Each entry that appears below should be restated exactly as it is.

════════════════

PR #2526, opened 2020-08-28
[dev-server] use minify in prod

EvanBacon:
Without this, bundles are ~2x larger on hello world projects.


brentvatne:
cc @fson - we might just want to do this during publish explicitly, i'm not sure if it's desirable to enable minify when running with dev=false for a local development server typically because it would slow it down a bit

════════════════

**Reply**
PR #2526, opened 2020-08-28
[dev-server] use minify in prod

EvanBacon:
Without this, bundles are ~2x larger on hello world projects.


brentvatne:
cc @fson - we might just want to do this during publish explicitly, i'm not sure if it's desirable to enable minify when running with dev=false for a local development server typically because it would slow it down a bit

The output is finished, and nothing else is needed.